Why Summer Camp Matters, Even In Winter, Part One—The Memoir Continues

Photo from https://wel-metcamps.com/

by Barbara Fischkin

People who have never been to sleepaway camp, don’t get it. They tease me when I speak about memories that are decades old, as if I am recalling a past life that never happened. They find it strange that I view my many years at camp as not merely summer vacations but as forces that helped to make me who I am. These camp memories visit me more deeply when the winter sky sets early, fooling me into believing that 4:30 pm is really past midnight. If I am roaming, I wonder if it is already time to go home. I linger. Yes, my summer camp taught me to roam physically—and in my imagination. It was free and free-range.
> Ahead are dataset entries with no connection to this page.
PR #1910, opened 2017-05-06
Skyhook notifications and url substitutes

Taloth:
#### Database Migration
YES 113 (for now, I'd like to merge that in separately)

#### Description
We need a quicker and easier way to disable indexer that shut down and or substitute their Urls.
I wanted to roll this into a feed of 'notifications' from services.
3 types were defines:
- Simple user notifications. I have no plans to implement the clientside atm, but the sole goal is to show these notifications to the user.
- UrlBlacklist. A regex match for urls to disable the relevant indexer.
- UrlReplace. A regex match+replace to replace the url with a new one.

So far I've added a simple substitution logic in the `IndexerFactory`, I've added an `IIndexerSettings` interface so that all indexers have the same `BaseUrl` property. The substitution isn't persistent (yet), it's purely the logic that runs if the user doesn't touch it.

What I'd like to do is to add a HealthCheck to handle the UrlBlacklist entries, notifying the user that the indexer is disabled.
And to have a Housekeeping task that applies the substitutions.

#### Todos
- [ ] More Tests
- [ ] Improve logic in IndexerFactory
- [ ] HealthCheck for UrlBlacklist
- [ ] Housekeeper for UrlSubstitute
- [ ] Validation/Test logic to notify user of invalid url while editing settings
- [ ] Security, since we're modifying urls we need to be sure it's safe. Ideally we'd start signing the api response some way.

### DIFF
--- a/src/NzbDrone.Core/Indexers/IndexerFactory.cs
+++ b/src/NzbDrone.Core/Indexers/IndexerFactory.cs
@@ -2,7 +2,9 @@
 using System.Linq;
 using NLog;
 using NzbDrone.Common.Composition;
+using NzbDrone.Common.Extensions;
 using NzbDrone.Core.Messaging.Events;
+using NzbDrone.Core.SkyhookNotifications;
 using NzbDrone.Core.ThingiProvider;
 
 namespace NzbDrone.Core.Indexers
@@ -15,17 +17,20 @@ namespace NzbDrone.Core.Indexers
 
     public class IndexerFactory : ProviderFactory<IIndexer, IndexerDefinition>, IIndexerFactory
     {
+        private readonly ISubstituteIndexerUrl _substituteIndexerUrl;
         private readonly IIndexerStatusService _indexerStatusService;
         private readonly Logger _logger;
 
-        public IndexerFactory(IIndexerStatusService indexerStatusService,
+        public IndexerFactory(ISubstituteIndexerUrl replaceIndexerUrl,
+                              IIndexerStatusService indexerStatusService,
                               IIndexerRepository providerRepository,
                               IEnumerable<IIndexer> providers,
-                              IContainer container, 
+                              IContainer container,
                               IEventAggregator eventAggregator,
                               Logger logger)
             : base(providerRepository, providers, container, eventAggregator, logger)
         {
+            _substituteIndexerUrl = replaceIndexerUrl;
             _indexerStatusService = indexerStatusService;
             _logger = logger;
         }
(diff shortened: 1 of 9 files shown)


src/NzbDrone.Core/SkyhookNotifications/SubstituteUrlService.cs
```diff
@@ -0,0 +1,51 @@
...
+                    if (action.RegexMatch == null) continue;
+
+                    if (Regex.IsMatch(baseUrl, action.RegexMatch))
+                    {
+                        return null;
+                    }
+                }
+                else if (action.Type == SkyhookNotificationType.UrlReplace)
+                {
+                    if (action.RegexMatch == null) continue;
```
markus101: `IsNullOrWhitespace()`?

src/NzbDrone.Core/Indexers/IndexerFactory.cs
```diff
@@ -62,12 +67,31 @@ public List<IIndexer> SearchEnabled(bool filterBlockedIndexers = true)
...
             if (filterBlockedIndexers)
             {
-                return FilterBlockedIndexers(enabledIndexers).ToList();
+                return FilterBlockedIndexers(SubstituteIndexerUrls(enabledIndexers)).ToList();
             }
 
             return enabledIndexers.ToList();
         }
 
+        private IEnumerable<IIndexer> SubstituteIndexerUrls(IEnumerable<IIndexer> indexers)
```
markus101: Would we want to persist these changes to the DB instead of applying them when they are used?

Definitely pros and cons to both, but changing it might make for a more obvious fix to the user, unless the notification message will be displayed when editing (at some point?).

src/NzbDrone.Core/SkyhookNotifications/SkyhookNotificationProxy.cs
```diff
@@ -0,0 +1,61 @@
...
+using NzbDrone.Common.Http;
+
+namespace NzbDrone.Core.SkyhookNotifications
+{
+    public interface ISkyhookNotificationProxy
+    {
+        List<SkyhookNotification> GetNotifications();
+    }
+
+    public class SkyhookNotificationProxy : ISkyhookNotificationProxy
```
markus101: Do we want to use Skyhook as a name here? That seems a bit confusing since we generally refer to our TVDB as Skyhook. Totally up for a name for it, but I don't think Skyhook is it.

src/NzbDrone.Core/Indexers/IndexerFactory.cs
Taloth: I didn't want Factory to change settings, only overrule them but UrlBlacklist can only be done here. The substitute would actually be persisted by a periodic task, Housekeeping was my thought.

src/NzbDrone.Core/SkyhookNotifications/SkyhookNotificationProxy.cs
Taloth: I didn't want it as ServicesNotifications as it's more easily confused and simply picked Skyhook as working title I'm open for suggestions. Notifications is already taken, Blog isn't it, Feed nope, Updates, already taken....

I’ll tarry briefly where many good tales begin. In the middle: My teenage years, as a camp clerk and then as babysitter for a camp director and finally, as a counselor. These summer jobs were woefully underpaid. But the fringe benefits were great: Opportunities to break rules that were often not enforced, anyway.

I smoked my first joint, out in the open, sitting with friends on a large rock by the lake, right after a late summer sunset. If caught by a camp director, we would have been fired. I don’t think they wanted to catch us. They were somewhere else, smoking their own joints. Romance, along with pot, seemed to be part of the plan for young employees, particularly in regard to the kitchen boys over whom we swooned. My camp, socialist at its core and run by lefty social workers, did not believe in waiters. To check out a kitchen boy, campers and staff had to go to one of several pantries to pick up or deliver food, plates and utensils. A chore made joyful.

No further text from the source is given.